▶ [Problem to solve]: In the entries, find all lines that hold the word "available" and copy them.

_ _ _

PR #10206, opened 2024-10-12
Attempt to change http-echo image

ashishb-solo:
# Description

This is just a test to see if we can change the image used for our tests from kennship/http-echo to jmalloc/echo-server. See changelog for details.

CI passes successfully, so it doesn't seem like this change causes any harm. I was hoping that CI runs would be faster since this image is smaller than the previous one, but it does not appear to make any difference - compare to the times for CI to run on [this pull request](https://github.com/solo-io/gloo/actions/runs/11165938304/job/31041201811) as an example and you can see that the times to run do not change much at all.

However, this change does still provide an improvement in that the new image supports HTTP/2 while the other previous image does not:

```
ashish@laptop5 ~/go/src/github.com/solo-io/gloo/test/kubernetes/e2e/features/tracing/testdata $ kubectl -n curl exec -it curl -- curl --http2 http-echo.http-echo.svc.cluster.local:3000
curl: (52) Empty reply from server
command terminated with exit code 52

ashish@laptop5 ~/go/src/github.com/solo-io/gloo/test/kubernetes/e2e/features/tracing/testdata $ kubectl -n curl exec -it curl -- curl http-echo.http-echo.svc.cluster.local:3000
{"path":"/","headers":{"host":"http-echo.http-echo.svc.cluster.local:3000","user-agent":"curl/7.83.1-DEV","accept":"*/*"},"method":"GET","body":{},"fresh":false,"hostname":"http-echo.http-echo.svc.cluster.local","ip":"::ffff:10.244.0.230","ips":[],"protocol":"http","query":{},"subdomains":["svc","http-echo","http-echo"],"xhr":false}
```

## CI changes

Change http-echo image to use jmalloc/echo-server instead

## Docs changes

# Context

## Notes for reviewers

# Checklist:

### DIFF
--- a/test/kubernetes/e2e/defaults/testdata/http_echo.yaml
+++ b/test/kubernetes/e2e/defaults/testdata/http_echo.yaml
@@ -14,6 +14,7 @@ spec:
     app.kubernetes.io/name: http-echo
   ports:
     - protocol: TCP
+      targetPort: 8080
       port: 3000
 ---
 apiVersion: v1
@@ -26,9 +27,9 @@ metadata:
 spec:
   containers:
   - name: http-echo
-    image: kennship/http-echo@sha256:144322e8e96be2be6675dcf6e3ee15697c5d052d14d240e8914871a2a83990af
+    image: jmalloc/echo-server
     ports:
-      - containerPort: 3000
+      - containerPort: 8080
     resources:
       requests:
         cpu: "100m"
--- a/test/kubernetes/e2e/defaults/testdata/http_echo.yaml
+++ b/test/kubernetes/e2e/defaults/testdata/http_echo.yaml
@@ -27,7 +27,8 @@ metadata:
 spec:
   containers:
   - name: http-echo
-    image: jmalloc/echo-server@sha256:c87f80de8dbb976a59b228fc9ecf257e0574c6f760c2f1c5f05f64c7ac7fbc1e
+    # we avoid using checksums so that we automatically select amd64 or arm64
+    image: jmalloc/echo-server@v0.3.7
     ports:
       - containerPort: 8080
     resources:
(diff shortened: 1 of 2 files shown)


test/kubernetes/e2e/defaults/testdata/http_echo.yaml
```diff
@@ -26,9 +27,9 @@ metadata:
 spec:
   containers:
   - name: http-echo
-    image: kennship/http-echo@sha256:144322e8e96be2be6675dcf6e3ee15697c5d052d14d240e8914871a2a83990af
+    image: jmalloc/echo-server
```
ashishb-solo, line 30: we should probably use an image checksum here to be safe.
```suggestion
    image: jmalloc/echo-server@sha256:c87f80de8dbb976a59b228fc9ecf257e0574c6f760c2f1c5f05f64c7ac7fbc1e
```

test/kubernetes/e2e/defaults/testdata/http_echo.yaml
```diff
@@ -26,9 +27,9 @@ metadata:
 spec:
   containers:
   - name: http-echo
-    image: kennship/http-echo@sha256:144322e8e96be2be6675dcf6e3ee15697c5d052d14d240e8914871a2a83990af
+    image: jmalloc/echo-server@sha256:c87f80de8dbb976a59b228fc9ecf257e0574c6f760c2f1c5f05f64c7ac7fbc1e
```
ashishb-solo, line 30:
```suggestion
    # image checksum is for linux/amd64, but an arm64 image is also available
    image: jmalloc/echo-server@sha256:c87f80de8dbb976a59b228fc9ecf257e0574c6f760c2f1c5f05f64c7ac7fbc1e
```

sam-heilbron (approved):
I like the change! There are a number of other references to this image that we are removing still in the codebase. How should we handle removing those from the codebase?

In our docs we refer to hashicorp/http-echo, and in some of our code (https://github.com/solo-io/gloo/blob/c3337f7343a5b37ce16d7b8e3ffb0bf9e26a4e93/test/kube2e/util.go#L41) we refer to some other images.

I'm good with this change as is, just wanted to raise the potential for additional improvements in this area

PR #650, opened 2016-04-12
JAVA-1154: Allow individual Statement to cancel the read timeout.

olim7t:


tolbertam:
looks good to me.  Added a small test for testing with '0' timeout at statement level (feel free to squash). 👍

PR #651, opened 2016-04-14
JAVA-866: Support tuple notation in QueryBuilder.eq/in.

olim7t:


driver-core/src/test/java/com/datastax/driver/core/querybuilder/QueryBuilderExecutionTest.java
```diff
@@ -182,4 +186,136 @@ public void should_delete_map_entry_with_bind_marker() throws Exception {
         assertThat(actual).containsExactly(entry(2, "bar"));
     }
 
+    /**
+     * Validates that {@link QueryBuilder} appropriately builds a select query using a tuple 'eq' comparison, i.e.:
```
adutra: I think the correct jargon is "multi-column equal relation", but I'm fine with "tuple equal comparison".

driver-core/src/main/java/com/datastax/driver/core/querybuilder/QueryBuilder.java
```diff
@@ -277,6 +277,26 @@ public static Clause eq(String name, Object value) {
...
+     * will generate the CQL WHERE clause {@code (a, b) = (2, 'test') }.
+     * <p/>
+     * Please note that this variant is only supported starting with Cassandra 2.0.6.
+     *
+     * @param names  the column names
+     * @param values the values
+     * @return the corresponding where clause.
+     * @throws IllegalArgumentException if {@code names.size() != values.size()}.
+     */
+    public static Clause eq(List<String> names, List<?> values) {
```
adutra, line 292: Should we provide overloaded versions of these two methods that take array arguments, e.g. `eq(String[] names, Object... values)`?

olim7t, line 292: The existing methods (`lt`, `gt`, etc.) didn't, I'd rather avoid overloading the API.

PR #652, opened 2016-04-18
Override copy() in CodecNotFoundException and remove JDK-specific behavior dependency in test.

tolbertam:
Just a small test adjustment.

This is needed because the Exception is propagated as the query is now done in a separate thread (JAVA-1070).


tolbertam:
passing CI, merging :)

_ _ _

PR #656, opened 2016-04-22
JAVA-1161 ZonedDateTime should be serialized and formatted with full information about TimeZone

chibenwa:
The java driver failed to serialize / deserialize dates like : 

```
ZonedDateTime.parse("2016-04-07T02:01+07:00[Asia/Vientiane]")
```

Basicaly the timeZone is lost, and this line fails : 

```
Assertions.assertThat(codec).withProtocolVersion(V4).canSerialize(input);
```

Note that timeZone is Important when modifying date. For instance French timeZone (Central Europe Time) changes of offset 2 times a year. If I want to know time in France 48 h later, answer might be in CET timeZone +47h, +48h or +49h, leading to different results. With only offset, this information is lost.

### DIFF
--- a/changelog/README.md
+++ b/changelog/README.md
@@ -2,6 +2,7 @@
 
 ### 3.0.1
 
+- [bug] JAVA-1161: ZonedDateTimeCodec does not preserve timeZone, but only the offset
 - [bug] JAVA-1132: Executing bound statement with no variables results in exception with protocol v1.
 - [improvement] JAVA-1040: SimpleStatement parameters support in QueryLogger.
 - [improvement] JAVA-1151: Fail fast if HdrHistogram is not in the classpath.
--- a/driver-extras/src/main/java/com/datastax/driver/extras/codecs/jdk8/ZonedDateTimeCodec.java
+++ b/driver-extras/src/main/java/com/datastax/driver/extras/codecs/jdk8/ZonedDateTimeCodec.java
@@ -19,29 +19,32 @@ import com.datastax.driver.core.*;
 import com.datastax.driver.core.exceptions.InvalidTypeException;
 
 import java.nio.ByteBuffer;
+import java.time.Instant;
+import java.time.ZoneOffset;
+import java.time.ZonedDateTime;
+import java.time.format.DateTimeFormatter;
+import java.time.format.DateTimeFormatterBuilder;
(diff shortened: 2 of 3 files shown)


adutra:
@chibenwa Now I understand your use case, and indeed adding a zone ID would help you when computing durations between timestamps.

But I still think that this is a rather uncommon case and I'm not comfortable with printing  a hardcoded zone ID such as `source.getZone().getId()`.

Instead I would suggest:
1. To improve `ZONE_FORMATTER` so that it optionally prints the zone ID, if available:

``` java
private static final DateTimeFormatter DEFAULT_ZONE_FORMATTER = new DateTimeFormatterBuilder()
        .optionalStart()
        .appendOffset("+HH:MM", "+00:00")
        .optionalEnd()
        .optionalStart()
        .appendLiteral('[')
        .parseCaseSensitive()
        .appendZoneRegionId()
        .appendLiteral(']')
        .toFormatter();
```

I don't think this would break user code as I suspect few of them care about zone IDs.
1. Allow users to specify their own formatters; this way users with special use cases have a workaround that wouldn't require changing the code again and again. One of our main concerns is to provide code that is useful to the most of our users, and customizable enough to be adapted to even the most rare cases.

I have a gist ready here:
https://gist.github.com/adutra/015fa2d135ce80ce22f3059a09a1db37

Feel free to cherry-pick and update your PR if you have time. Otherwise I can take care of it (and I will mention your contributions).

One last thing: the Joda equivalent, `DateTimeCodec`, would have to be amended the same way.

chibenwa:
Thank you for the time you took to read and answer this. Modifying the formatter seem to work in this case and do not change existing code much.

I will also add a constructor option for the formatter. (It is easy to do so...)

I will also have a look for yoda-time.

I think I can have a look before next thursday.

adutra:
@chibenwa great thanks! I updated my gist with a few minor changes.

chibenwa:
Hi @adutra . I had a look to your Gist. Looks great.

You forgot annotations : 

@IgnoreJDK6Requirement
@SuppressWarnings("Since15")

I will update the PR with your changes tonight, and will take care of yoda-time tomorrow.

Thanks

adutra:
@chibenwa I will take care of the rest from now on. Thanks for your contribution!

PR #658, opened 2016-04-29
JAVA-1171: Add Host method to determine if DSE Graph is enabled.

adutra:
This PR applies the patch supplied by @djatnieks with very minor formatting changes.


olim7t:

_ _ _

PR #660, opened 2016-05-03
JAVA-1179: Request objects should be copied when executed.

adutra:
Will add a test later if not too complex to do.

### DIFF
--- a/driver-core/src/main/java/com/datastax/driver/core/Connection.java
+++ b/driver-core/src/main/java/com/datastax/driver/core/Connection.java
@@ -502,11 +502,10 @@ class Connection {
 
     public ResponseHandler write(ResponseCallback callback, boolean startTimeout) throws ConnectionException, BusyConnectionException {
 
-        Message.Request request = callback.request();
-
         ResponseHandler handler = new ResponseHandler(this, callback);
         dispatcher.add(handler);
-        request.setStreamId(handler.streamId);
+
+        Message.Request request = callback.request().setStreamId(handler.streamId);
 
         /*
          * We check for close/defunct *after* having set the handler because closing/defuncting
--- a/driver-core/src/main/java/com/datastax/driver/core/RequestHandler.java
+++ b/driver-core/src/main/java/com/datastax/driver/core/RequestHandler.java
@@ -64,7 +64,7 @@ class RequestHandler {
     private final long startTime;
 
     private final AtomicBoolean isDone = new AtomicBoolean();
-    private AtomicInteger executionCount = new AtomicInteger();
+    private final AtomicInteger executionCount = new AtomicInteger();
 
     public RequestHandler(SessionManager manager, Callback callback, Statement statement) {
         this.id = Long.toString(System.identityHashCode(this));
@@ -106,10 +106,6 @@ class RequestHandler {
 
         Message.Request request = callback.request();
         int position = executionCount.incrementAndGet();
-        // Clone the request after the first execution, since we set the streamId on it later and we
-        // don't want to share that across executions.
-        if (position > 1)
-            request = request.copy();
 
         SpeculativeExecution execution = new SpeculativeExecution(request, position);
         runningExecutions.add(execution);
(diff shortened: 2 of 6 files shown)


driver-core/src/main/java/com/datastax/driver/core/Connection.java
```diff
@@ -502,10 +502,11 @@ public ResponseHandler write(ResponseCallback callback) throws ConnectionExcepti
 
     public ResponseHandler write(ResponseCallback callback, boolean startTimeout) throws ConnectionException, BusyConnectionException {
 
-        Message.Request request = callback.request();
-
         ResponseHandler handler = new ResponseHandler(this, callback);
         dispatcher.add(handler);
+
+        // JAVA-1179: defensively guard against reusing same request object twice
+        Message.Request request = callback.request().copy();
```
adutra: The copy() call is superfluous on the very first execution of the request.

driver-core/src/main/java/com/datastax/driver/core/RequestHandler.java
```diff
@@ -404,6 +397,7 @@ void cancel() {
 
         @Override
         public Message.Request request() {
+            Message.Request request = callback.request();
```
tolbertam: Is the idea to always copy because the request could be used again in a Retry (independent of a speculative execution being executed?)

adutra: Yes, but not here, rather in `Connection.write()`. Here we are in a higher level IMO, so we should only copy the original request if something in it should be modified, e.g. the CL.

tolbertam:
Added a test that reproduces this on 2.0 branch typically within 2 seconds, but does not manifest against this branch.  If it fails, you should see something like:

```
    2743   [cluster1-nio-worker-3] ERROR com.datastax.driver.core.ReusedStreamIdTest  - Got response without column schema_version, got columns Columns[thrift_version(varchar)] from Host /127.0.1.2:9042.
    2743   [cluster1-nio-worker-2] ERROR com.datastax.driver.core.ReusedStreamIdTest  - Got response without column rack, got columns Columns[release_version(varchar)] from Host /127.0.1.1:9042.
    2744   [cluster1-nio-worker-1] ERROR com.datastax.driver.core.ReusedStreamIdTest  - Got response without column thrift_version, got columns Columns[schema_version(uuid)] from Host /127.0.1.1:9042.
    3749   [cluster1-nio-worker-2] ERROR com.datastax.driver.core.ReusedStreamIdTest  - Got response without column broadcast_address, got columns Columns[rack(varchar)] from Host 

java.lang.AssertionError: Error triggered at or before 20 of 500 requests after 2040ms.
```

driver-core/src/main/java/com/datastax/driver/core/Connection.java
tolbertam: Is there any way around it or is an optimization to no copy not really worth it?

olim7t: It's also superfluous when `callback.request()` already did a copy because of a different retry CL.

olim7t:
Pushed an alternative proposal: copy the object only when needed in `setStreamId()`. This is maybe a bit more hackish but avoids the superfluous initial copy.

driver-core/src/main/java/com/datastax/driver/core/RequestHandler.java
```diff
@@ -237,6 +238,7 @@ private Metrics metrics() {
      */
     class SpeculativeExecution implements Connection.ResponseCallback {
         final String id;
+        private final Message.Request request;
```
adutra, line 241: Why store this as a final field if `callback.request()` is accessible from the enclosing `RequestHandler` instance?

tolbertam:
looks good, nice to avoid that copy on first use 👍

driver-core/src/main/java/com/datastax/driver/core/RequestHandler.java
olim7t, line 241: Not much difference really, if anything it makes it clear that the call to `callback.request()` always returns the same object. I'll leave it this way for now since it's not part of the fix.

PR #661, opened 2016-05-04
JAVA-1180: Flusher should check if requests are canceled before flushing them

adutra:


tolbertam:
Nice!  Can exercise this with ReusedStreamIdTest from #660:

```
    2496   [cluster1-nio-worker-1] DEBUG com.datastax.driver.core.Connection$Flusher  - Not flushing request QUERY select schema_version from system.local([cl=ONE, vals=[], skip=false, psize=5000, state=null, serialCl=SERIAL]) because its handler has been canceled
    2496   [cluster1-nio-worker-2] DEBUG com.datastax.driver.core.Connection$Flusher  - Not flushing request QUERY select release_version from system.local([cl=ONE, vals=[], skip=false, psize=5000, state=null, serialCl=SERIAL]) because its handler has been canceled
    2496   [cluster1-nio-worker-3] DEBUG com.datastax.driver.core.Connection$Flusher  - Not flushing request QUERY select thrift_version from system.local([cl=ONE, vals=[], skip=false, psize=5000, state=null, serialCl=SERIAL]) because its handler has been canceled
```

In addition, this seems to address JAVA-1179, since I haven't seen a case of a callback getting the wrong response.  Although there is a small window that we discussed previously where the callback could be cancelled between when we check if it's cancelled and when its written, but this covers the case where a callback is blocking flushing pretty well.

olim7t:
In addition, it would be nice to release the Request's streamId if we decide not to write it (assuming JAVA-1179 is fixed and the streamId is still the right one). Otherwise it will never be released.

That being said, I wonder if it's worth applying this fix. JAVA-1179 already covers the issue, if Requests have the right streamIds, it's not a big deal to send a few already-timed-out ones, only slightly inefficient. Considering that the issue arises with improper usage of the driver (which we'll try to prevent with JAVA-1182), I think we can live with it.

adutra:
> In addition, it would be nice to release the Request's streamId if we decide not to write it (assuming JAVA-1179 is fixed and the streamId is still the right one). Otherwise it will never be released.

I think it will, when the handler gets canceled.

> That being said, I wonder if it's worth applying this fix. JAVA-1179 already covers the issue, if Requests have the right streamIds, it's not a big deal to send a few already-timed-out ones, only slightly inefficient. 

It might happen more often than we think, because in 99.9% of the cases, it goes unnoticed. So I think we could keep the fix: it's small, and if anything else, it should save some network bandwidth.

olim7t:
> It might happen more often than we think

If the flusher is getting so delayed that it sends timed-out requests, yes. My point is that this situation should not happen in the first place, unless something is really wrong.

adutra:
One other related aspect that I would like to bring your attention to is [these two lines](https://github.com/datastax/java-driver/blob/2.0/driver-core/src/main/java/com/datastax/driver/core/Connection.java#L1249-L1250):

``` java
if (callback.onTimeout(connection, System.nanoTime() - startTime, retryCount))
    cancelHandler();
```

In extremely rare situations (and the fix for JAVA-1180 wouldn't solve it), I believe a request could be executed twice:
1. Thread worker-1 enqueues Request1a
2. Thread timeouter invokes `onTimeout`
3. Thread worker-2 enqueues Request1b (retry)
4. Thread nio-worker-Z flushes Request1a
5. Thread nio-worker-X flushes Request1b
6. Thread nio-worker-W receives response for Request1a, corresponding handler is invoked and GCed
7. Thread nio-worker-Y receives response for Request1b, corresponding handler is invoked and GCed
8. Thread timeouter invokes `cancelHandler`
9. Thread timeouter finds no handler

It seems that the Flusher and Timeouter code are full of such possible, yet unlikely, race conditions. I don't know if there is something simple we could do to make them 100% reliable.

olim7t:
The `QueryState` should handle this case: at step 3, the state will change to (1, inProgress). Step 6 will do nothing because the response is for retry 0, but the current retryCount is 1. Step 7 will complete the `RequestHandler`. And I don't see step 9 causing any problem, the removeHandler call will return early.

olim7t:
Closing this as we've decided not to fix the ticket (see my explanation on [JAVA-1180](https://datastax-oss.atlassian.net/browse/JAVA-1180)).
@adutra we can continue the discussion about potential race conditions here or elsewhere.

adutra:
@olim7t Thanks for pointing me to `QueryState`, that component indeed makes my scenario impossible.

_ _ _

▶ [Answer section]:
    # image checksum is for linux/amd64, but an arm64 image is also available
1. To improve `ZONE_FORMATTER` so that it optionally prints the zone ID, if available:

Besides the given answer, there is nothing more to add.